Data entries:

*** Begin section ***

PR #737, opened 2025-01-25
Vignettes 

f-buerckel:
### Vignettes

This pull request is the first of multiple requests to merge vignettes into mampf. While most major features have been implemented, they still lack quality of life and a usable let alone pretty user interface. 

- - -

The edit view of a questionnaire lists all slides (by position) and info slides (by title). One can edit a certain slide by clicking on the link, as well as create slides.

A normal slide is part of the linear progression of the questionnaire and can optionally include a question. Question types include text answers, multiple choice answers and a Likert scale. A slide can reference multiple info slides. To select multiple info slides hold ctrl.

An info slide can be referenced by a slide and contains additional information about the slide. This information can be accessed by a user filling out the questionnaire. Each info slide has an icon used as an image for the button that displays the info slide. If this icon is not set, then the title is used.

> [!NOTE]
> To fill out a questionnaire navigate to _/vignettes/questionnaire/:id/take_

> [!TIP]
> Each user can only fill out a questionnaire once. However this is annoying for testing purposes. Therefore one can currently delete his answer by navigating to /vignettes/questionnaire/:id/take?position=-1 (this is of course only for testing and will be removed)

- - -
#### Statistics
One major feature of questionnaires is the tracking of additional statistics. For each answer the following stats are tracked:
- Time spent on the main slide
- Time spent on each info slide (in json format)
- Times each info slide was accessed (in json format)
- Answers given

To access these statistics, one can download them in the edit view of a questionnaire as a .csv file.

#### Unfinished answers
If a user starts filling out a questionnaire but does not finish, their progress is saved. When they return to the questionnaire, they will resume from their last position. This is also used to check that a user can't "cheat" by just setting the position value in the url (e.g /take?position=4)

- - -
### Known bugs
- A video is not properly displayed in the edit view of a slide when accessed again.
- Error messages are not displayed properly

- - -
### For reviewers
This feature is limited to very few people for the beginning. Especially the creation of vignettes will be limited to 2 or 3 people. Also the code is for the most part completely disconnected from the codebase. Therefore we may afford some imperfection in the beginning of the release.
Goal for release is the start of the new semester in April 2025.

- - -
#### Essentials
- [x] Number question type
- [x] Make position of slide editable
- [x] UI Elements to delete slides and questionnaires
- [x] Think of better way of displaying all slides in edit view
- [x] Make questionnaires part of courses
- [x] Support for multiple languages
- [x] Make UI pretty (Support here is of course much appreciated)
- [x] Limit feature to create Questionnaire to certain users
- [x] Proper error messages

#### Nice to have
- [ ] Tests
- [ ] Make a chain of questionnaires (so user can only access one questionnaire after the previous was completed)
- [ ] Add feature to scale images in trix editor
- [ ] Replace trix editor with more powerful


db/migrate/20241228184829_remove_questionable_from_vignettes_slides.rb
Splines, line 1: It's normal to add columns, rename them, later realize that a column would better fit in another table etc. _during the development process_. But at the end, we should just have as little migrations as possible. E.g. when you remove a column later on, we don't need a migration to add, then remove it, when we merge this PR. Please identify such things and manually condense them, such that most migrations will just create new tables/columns/indices or modify already _existing_ columns, but not those that are only temporarily created on this branch.

app/views/vignettes/questionnaires/take.html.erb
Splines, line 1: There is a lot of ERB syntax going on in this file. This would probably be a good fit to outsource some of the logic to helper classes where Ruby is first-class citizen. With this, we reduce the "business code logic" from the html file.

This comment is also applicable to other of your `.html.erb` files.

Splines (changes requested):
- Could you please provide an ERD diagram in order to better understand what is going on? See [the wiki](https://github.com/MaMpf-HD/mampf/wiki/Database#entity-relationship-diagrams-erd).
- Please make sure that linting works correctly, otherwise reviewing is a nightmare as I don't want to write comments like: "Remove the whitespaces here after the semicolon"

db/migrate/20241228184829_remove_questionable_from_vignettes_slides.rb
Splines: This is also useful in the case we need to revert migrations, since smaller migrations make very clear what was added (instead of added, removed, added again ...)

f-buerckel: Fully agree, commit [a9726f1](https://github.com/MaMpf-HD/mampf/pull/737/commits/a9726f13caaad0fe51914f28bc9100b0c0c7b62e) should remove all unnecessary migrations.

Splines (changes requested):

app/models/vignettes/likert_scale_question.rb
```diff
@@ -0,0 +1,19 @@
...
+      strongly_agree: 5
+    }.freeze
+
+    LIKERT_LABELS = {
+      strongly_disagree: "Strongly Disagree",
+      disagree: "Disagree",
+      neither_agree_nor_disagree: "Neither agree nor disagree",
+      agree: "Agree",
+      strongly_agree: "Strongly Agree"
+    }.freeze
```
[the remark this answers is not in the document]
Splines: ok, have just seen in the Readme that this is on the TODO list...

config/routes.rb
```diff
@@ -561,6 +561,24 @@
     resources :vertices, except: [:index, :show, :edit]
   end
 
+  # vignettes routes
+  namespace :vignettes do
```
Splines, line 565: Do we also plan to show something different on `/vignettes`? If not, can we use `/vignettes` instead of `/vignettes/questionnaires/` for the vignettes routes since the latter seems redundant.

app/views/vignettes/slides/_form_question.html.erb
```diff
@@ -0,0 +1,52 @@
+<%= form.fields_for :question do |question_form| %>
+  <div>
+    <%= question_form.label :type, "Question Type" %>
+    <%= question_form.select :type, options_for_select([
+        ['No Question', ''],
```
Splines, line 5: I am able to successfully create a slide that does not contain any question. Is this something we want to allow?

app/views/vignettes/slides/edit.html.erb
```diff
@@ -0,0 +1,4 @@
+<!-- app/views/vignettes/slides/edit.html.erb -->
+<h1>Edit Slide</h1>
+
+<%= render 'form' %>
```
Splines, line 4: Create a new slide. Then edit it and click on `Update Slide`. Now, without reloading any page, click on the slide again to edit it. On this edit page, selecting different questions types doesn't work anymore (only if you reload the page manually).

app/models/vignettes/question.rb
```diff
@@ -0,0 +1,18 @@
+module Vignettes
+  class Question < ApplicationRecord
+    validates :question_text, presence: true, if: :question_text_required?
```
Splines, line 3: Add more validations here, e.g. min length, max length, `allow_blank`, etc. See for example the Feedback model.

app/models/vignettes/info_slide.rb
```diff
@@ -0,0 +1,23 @@
...
+                     size: { less_than: 2.megabytes }
+
+    has_and_belongs_to_many :slides,
+                            class_name: "Vignettes::Slide",
+                            join_table: "vignettes_info_slides_slides",
+                            foreign_key: "vignettes_info_slide_id",
+                            association_foreign_key: "vignettes_slide_id"
+
+    has_rich_text :content
+    has_one_attached :icon do |attachable|
```
Splines, line 16: > Each info slide has an icon used as an image for the button that displays the info slide.

I'm not sure I get why we need an "icon" here. This is not included in the requirements specification (Word document on Basecamp).

Splines (changes requested):

.rspec
Splines, line 1: Why is this needed? I do see the advantage that this means the spec_helper is automatically included. However, this is already done in the rails_helper by requiring it explicitly. All you have to do is therefore include the rails helper which is done in every of our test files.

.rspec
```diff
@@ -0,0 +1 @@
+--require spec_helper
```
Splines, line 1: Why is this needed? I do see the advantage that this means the spec_helper is automatically included. However, this is already done in the rails_helper by requiring it explicitly. All you have to do is therefore include the rails helper which is done in every of our test files.

app/controllers/vignettes/slides_controller.rb
```diff
@@ -0,0 +1,72 @@
+module Vignettes
+  class SlidesController < ApplicationController
+    before_action :set_questionnaire
```
Splines, line 3: I think now is the time for your TODO note: "Limit feature to create Questionnaire to certain users". I.e. authorize all controller endpoints (see other MaMpf controllers for inspiration).

app/assets/javascripts/vignettes/take_questionnaire.js
```diff
@@ -0,0 +1,78 @@
+document.addEventListener("turbolinks:load", () => {
+  const infoSlideButtons = document.querySelectorAll(".info-slide-button");
+  const closeInfoSlideButtons = document.querySelectorAll(".close-info-slide-button");
```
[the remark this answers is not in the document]
f-buerckel: You can select multiple info slides on the create / edit view by holding down shift while selecting info slides. (The UI here must change to make this easier)

app/views/vignettes/slides/_form_question.html.erb
```diff
@@ -0,0 +1,52 @@
+<%= form.fields_for :question do |question_form| %>
+  <div>
+    <%= question_form.label :type, "Question Type" %>
+    <%= question_form.select :type, options_for_select([
```
Splines, line 4: Bug: assume a slide which has a text field answer is saved. Now edit that slide and choose "No question". Then _take_ the slide as a user: you will still see the text that was stored in the text field beforehand.

app/models/vignettes/info_slide.rb
f-buerckel: That was a request made when I showed them my progress. Need to check, why this seems to be broken (will do this, once I return from vacation)

app/views/vignettes/slides/_form_question.html.erb
```diff
@@ -0,0 +1,52 @@
...
+          </div>
+        <% end %>
+        <div id="new-option-template" style="display: none;">
+          <%= question_form.fields_for :options, question_form.object.options.build, child_index: "NEW_RECORD" do |option_form|%>
+            <div class="option-field">
+              <%= option_form.text_field :text %>
+              <%= option_form.hidden_field :_destroy %>
+              <button type="button" class="remove-option">Remove</button>
+            </div>
+          <% end %>
```
Splines, line 46: Bug: It is possible to save a slide with a multiple choice question that does not contain any option. Then, when taking that slide, the user will see `Submit Answer` even though there is nothing to choose from.

app/views/vignettes/questionnaires/take.html.erb
```diff
@@ -0,0 +1,69 @@
...
+                    <%= form.radio_button :likert_scale_value, value %>
+                    <%= form.label :likert_scale_value, label %>
+                </div>
+                <% end %>
+        <% end %>
+        <br>
+        <% if @slide.question.type == "" %>
+            <%= form.submit "Next Slide", class: "btn btn-primary" %>
+        <% else %>
+            <%= form.submit "Submit answer", class: "btn btn-primary" %>
```
Splines, line 65: Bug: It is possible to submit an answer, even though the user has not selected any multiple choice option.

Splines (changes requested):

app/assets/javascripts/vignettes/take_questionnaire.js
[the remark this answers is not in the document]
Splines: I was referring to the view where the user takes the slide, not the edit slide. Users will never be able to see two info slides at the same time. However, what I just found out is how you render info slides in the DOM and then it makes sense: these info slides are just hidden elements, so yes it does make sense to have multiple `close-info-slide-button`s.

So feel free to resolve this thread.

app/models/vignettes/question.rb
f-buerckel: Done in commit https://github.com/MaMpf-HD/mampf/pull/737/commits/df6666611e3e4702f43c917a30740cd8638831a7

app/controllers/vignettes/questionnaires_controller.rb
```diff
@@ -0,0 +1,136 @@
...
+
+    def edit
+      @questionnaire = Questionnaire.find(params[:id])
+      @slides = @questionnaire.slides.order(:position)
+    end
+
+    private
+
+      def set_questionnaire
+        @questionnaire = Questionnaire.find(params[:id])
```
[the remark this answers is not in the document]
f-buerckel: Fixed in commit d607065b2590404a576ff686ed84dbf06918b4ee

app/controllers/vignettes/questionnaires_controller.rb
```diff
@@ -0,0 +1,136 @@
...
+          when "Vignettes::TextAnswer"
+            row << answer.text
+          when "Vignettes::MultipleChoiceAnswer"
+            selected_options = answer.options.map(&:text).join(", ")
+            row << ""
+            row << selected_options
+          end
+          csv << row
+        end
+      end
```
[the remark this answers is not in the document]
f-buerckel: Done in commit c17e83f593e948257a05042c7c1d26f329aeda4b

config/routes.rb
f-buerckel: Changed in commit aa8d4e4323a45fb19fb19bdfb32795420936fa85 to not use vignettes prefix in urls

app/assets/javascripts/vignettes/edit.js.erb
```diff
@@ -0,0 +1,279 @@
...
+
+      const figure = img.closest("figure");
+      if (!figure) return;
+
+      const attachmentData = figure.getAttribute("data-trix-attachment");
+      if (!attachmentData) return;
+
+      const attachment = JSON.parse(decodeURIComponent(attachmentData.replace(/&quot;/g, '"')));
+
+      if (attachment.contentType && attachment.contentType.includes("video/")) {
```
Splines, line 236: here you could use yet another early return to further decrease the indentation level

Splines (changes requested):

app/assets/javascripts/vignettes/edit.js.erb
f-buerckel: implemented

Splines (changes requested):

app/assets/javascripts/vignettes/codename_validations.js.erb
```diff
@@ -0,0 +1,26 @@
...
+
+      if (this.validity.valueMissing) {
+        this.setCustomValidity("Please enter a codename");
+      }
+      else if (this.value.length < minLength) {
+        this.setCustomValidity(`Codename must have at least ${minLength} character`);
+      }
+      else if (this.value.length > maxLength) {
+        this.setCustomValidity(`Codename must have at most ${maxLength} characters`);
+      }
```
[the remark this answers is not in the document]
f-buerckel: Done in https://github.com/MaMpf-HD/mampf/pull/737/commits/d3f6b8ea94a8fee30131fdb25fa23c2c8a7f260e

spec/factories/multiple_choice_answers.rb
```diff
@@ -0,0 +1,5 @@
+FactoryBot.define do
```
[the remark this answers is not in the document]
f-buerckel: fully agree, deleted them in https://github.com/MaMpf-HD/mampf/pull/737/commits/3968146496c42f95dcaafde0e0159ee6e3e4def4

app/helpers/vignettes/slides_helper.rb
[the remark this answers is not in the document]
f-buerckel: deleted in https://github.com/MaMpf-HD/mampf/pull/737/commits/8e9c9ccbdb61ce994d59c2a0761fa3382e0e2378

app/assets/images/vignettes/media2.svg
Splines, line 1: Is this file used anywhere? If I search for `media2` in the MaMpf codebase, I don't find anything...

f-buerckel: Oh thanks, good catch! No this file is outdated and can safely be removed. Could you maybe do this real quick, I don't have easy access to my laptop right now 😅

.config/commands/utils.justfile
Splines, line 1: Could you make sure that the Vignettes ERD diagram reflects the latest state?

app/assets/images/vignettes/media2.svg
Splines: Yes I can do that. However, are you sure that we can simply remove it. Since there is a visual difference between `media.svg` and `media2.svg`, so I wonder if we should rather keep version 2, rename it to `media.svg` (and remove the old `media.svg`) instead.

Splines: It turned out that indeed `media.svg` is the current version that should be used.

.config/commands/utils.justfile
Splines: this is done as of 1b13382

Splines (approved):
Nice, this has gone a long way and is such a cool new feature!

I will squash-merge this once tests have run through.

*** End section ***

Problem statement
In the entries above, tally the lines that include the string "render". Give the figure only.

Your solution
2